Surface as an ex-rentacop, unarmed one as well, I can give you an opinion from the security guard's point of view. Granted the first guard you mention, yeah John Wayne (aka overly serious cop wannabe with a gun), obviously had no decent training in handling trespassers. Yeah cussing and pointing guns in a "combat position" isn't exactly encouraged. Anyway even with the over acting on his part, he was completely in the right and actually if he had any training at all would have detained you until road patrol or what ever his back up support would be showed up, and they would contact the proper authorities to book you for trespassing, which you were very much guilty of. The cat was a class a douche, but he was doing his job, if he hadn't then he would have lost his job, trust me. Be glad he let you go.

 I wouldn't have hesitated to have you arrested for trespassing if you had come on to my mine site during my time at that job, especially with tools. Lots of copper wire on mine sites, and people always seemed to have sticky fingers. Nothing against you personally, that is the security guard's job to watch the employer's property. It's not even that the company cares if you go digging, it's the insurance liability and the possibility of your suing if you get yourself hurt on their property.

 So the next time a security guard or police officer stops you trespassing on a site, remember you're the law breaker, not them.


----------



## surfaceone (Jul 11, 2010)

Hey Joseph,

 Thanks for the security guard perspective. I agree that I was trespassing, but think that "John Wayne's" response was outta line. It was my mistake for not thoroughly circumnavigating the site before walking on. I drove up from the back street side, saw that the fences were gone and said to myself, "Oh, boy..."  

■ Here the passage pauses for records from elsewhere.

PR #333, opened 2022-04-12
Utilities: Fixed buggy libFuzzer merge, which could skip new entries that increase coverage.

MikhailKrichanov:


User/Makefile
```diff
@@ -101,8 +101,8 @@ ifeq ($(FUZZ_MEM),)
 endif
 
 ifeq ($(COVERAGE),1)
-	CFLAGS  += -fprofile-arcs -ftest-coverage -D COVERAGE_TEST
-	LDFLAGS += --coverage
```
vit9696, line 105: This will not work on macOS, can we just not add `-Wl,-wrap,llvm_gcda_emit_arcs` for macOS?

vit9696, line 105: This will not work on macOS, can we just not add `-Wl,-wrap,llvm_gcda_emit_arcs` for macOS?

User/Makefile
```diff
@@ -101,8 +101,8 @@ ifeq ($(FUZZ_MEM),)
 endif
 
 ifeq ($(COVERAGE),1)
-	CFLAGS  += -fprofile-arcs -ftest-coverage -D COVERAGE_TEST
```
vit9696, line 104: What is the difference between these two flags and the new one? Is it supported by gcc?

vit9696, line 104: What is the difference between these two flags and the new one?

MikhailKrichanov: --coverage is just a shorter synonym for those two options and yes, it is supported by gcc.
https://gcc.gnu.org/onlinedocs/gcc/Instrumentation-Options.html

PR #157, opened 2023-12-15
Alignment as part of Image

guynir42:
Alignment is carried out inside the Image model, instead of as a pipeline process step. 

This means that when you are about to create a coadd or a subtraction, you'd implicitly call the ImageAligner inside the Image model to align all the images (either to the "new" or one of the images marked as "ref"). 

This allows us to recreate the aligned images from the coadd/subtraction when needed, without having to save them in the database or on disk.


guynir42:
@rknop this is now merged and ready for review.

models/image.py
```diff
@@ -107,7 +108,7 @@ def format(self, value):
     )
 
     ref_image_index = sa.Column(
-        sa.Integer,
+        sa.SMALLINT,
```
rknop, line 111: I think the reason I'd rather have the image id here instead of the image index is so that we could figure out the reference using pure SQL, without having to rely on intermediate processing in python to do it.

(We probably could do it in pure SQL by sorting by MJD, but it makes the SQL more complicated and more fraught.)

(No need to change this here; you  may have already made an Issue for this.  Something to think about for the future.)

models/image.py
```diff
@@ -635,6 +642,69 @@ def from_exposure(cls, exposure, section_id):
...
+            'bkg_rms_estimate',
+            'ref_image_index',
+            'new_image_index',
+            'is_coadd',
+            'is_sub',
+            '_bitflag',
+            '_upstream_bitflag',
+            '_format',
+            '_type',
+        ]
```
rknop, line 690: Probably add a "not copied attributes" array here, and then raise an exception if there are any attributes left over after copy_, simple_, and not_copied_.  (Reason: if we add/remove fields to the Image model later, we also have to edit this function.  Without something that raises an exception in this function, we could easily not remember to do that, and then this function will silently be doing the wrong thing without us realizing it.)

models/image.py
```diff
@@ -635,6 +642,69 @@ def from_exposure(cls, exposure, section_id):
 
         return new
 
+    @classmethod
+    def copy_image(cls, image):
+        """Make a new Image object with the same data as an existing Image object.
+
+        This new object does not have a provenance or any relationships to other objects.
+        It should be used only as a working copy, not to be saved back into the database.
+        The filepath should also be set to a new (unique) value so as not to overwrite the original.
```
rknop, line 651: If I read the function correctly, the filepath will be empty.  Perhaps document that in the docstring.

models/image.py
```diff
@@ -813,6 +883,54 @@ def from_new_and_ref(cls, new_image, ref_image):
...
         return output
 
+    def align_images(self):
+        """Align the upstream_images to one of the images pointed to by image_index.
+
+        The parameters of the alignment must be given in the parameters attribute
+        of this Image's Provenance.
+
+        The index to which the images are aligned is given by the parameters, using
+        the "to_index" key, which can be "first" or "last".
```
rknop, line 893:
```suggestion
        The index to which the images are aligned is given by the "to_index" key in the
        "alignment" dictionary in the parameters of the image provenance; the value can
        be "first" or "last".
```

models/image.py
```diff
@@ -813,6 +883,54 @@ def from_new_and_ref(cls, new_image, ref_image):
...
+
+        The resulting images are saved in _aligned_images, which are not saved
+        to the database. Note that each aligned image is also referred to by
+        a global variable under the ImageAligner.temp_images list.
+        """
+        from pipeline.alignment import ImageAligner  # avoid circular import
```
rknop, line 899: If the point of this PR is to move image alignment out of the pipeline and into the image model, then the ImageAligner probably really belongs in the util subdirectory rather than the pipeline directory.

(I suspect we have other cases of things in model importing things in pipeline.)

This is the sort of thing that could go to a new Issue rather than being modified in this PR.

models/image.py
```diff
@@ -813,6 +883,54 @@ def from_new_and_ref(cls, new_image, ref_image):
...
+            image_index = -1
+
+        if self._aligner is None:
+            self._aligner = ImageAligner(**self.provenance.parameters['alignment'])
+        else:
+            self._aligner.pars.override(**self.provenance.parameters['alignment'])
+
+        # verify all products are loaded
+        for im in self.upstream_images:
+            if im.sources is None or im.wcs is None or im.zp is None:
```
rknop, line 917: Does alignment actually need the zp?  I believe it only really uses sources.  (It may not even use the wcs.)

pipeline/data_store.py
```diff
@@ -1382,8 +1382,8 @@ def delete_everything(self, session=None):
             autoflush_state = session.autoflush
             try:
                 obj_list = self.get_all_data_products(output='list', omit_exposure=True)
-                for obj in obj_list:  # first make sure all are merged
-                    obj = obj.recursive_merge(session)
+                for i, obj in enumerate(obj_list):  # first make sure all are merged
+                    obj_list[i] = obj.recursive_merge(session)
```
rknop, line 1386: Aha!  This is one of those fixes I see and think "duh, of course"... but python sometimes lulls us into a false sense of security with all its high-level syntactic sugar.  Teaching computational physics to students who aren't experienced programmers, and haven't done anything in a lower-level language like C before, it can be a little bit tricky to explain what's going on here.

tests/pipeline/test_alignment.py
```diff
@@ -19,11 +26,19 @@ def test_warp_decam( decam_datastore, decam_reference ):
 
         # Check a couple of spots on the image
         # First, around a star:
+# <<<<<<< HEAD
```
rknop, line 29: Looks like you have a merge conflict baked in here....

...or is this here to remember that at one point we used an abs cutoff rather than a rel, and we're not 100% sure which is what we really want?  If so, probably make the comments reflect that.

models/base.py
```diff
@@ -1243,23 +1247,39 @@ def remove_data_from_disk(self, remove_folders=True):
...
+                downstreams = self.get_downstreams()
+                for d in downstreams:
+                    if hasattr(d, 'remove_data_from_disk'):
+                        d.remove_data_from_disk(remove_folders=remove_folders, remove_downstream_data=True)
 
-    def delete_from_disk_and_database(self, session=None, commit=True, remove_folders=True):
+            except NotImplementedError as e:
+                pass  # if this object does not implement get downstreams, it is ok
+
+    def delete_from_disk_and_database(
```
rknop, line 1280: Is there a test that verifies that when this is called with remove_downstream_data=True, the downstreams get deleted from disk, database, and archive?  (If not, we should write one; make an Issue.)

rknop (approved):
Mostly minor comments.  A couple of things where we might want to create an Issue, a few suggested changes to comments.  Go ahead and merge when you've done what should be done with those.

One thing that might be worth addressing is the copy_image class method of the Image class.  It's another place where if we make changes to a model, we also have to make changes to code to keep it synced with the model.  It would probably be worth putting in a check that will throw an exception if the Image model doesn't look like what the code in copy_images is assuming.

models/image.py
guynir42: I'm not sure how to do that. I don't want to simply go over all attributes in `__dict__` so I don't know if there's an automated way to verify we are copying all the stuff we mean to copy. I will add an issue to deal with this.

models/base.py
guynir42: I made a new issue.

PR #158, opened 2023-12-16
Spalipy as an option for aligning images

guynir42:
This is part of the effort to replace command line executables with python scripts. 

Spalipy should be able to align images based on the source lists in memory.

Right now it doesn't succeed in matching the stars from the reference to the image (for reasons I'm not sure about). 

More work is needed to see if we can get it to replace swarp.


guynir42:
This doesn't work and I don't have time to keep fighting with it. Closing for now.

 I find it interesting that at the most recent site, I've been questioned, in a totally friendly manner by two actual police officers who were interested in what I was doing, made no mention of trespass, and encouraged me to watch my back in a dangerous neighborhood at twilight.

 Yesterday's encounter with the security guards was also cordial and professional, but resulted in my removal from the site. I understand that this is their job, and they did it well. I bear them no ill will.

 Tomorrow is another day. If it is not incinerator hot, I hope to incorporate a couple of the guerilla tactics fellow members have suggested into my bag of tricks. Where the heck is my hard hat?


----------



## recusant (Jul 11, 2010)

I have found out afterward that I was on so called "historic land" but there were no signs anywhere.I will never leave my tools behind.Period.I would not ask if I could keep my property,I would have just slowly picked them up and left.You dont bring a potato rake to a gun fight and if he had shot me,he had better hope I didnt live.I must be the worst kind of Cynic because the older I get,the less life means to me.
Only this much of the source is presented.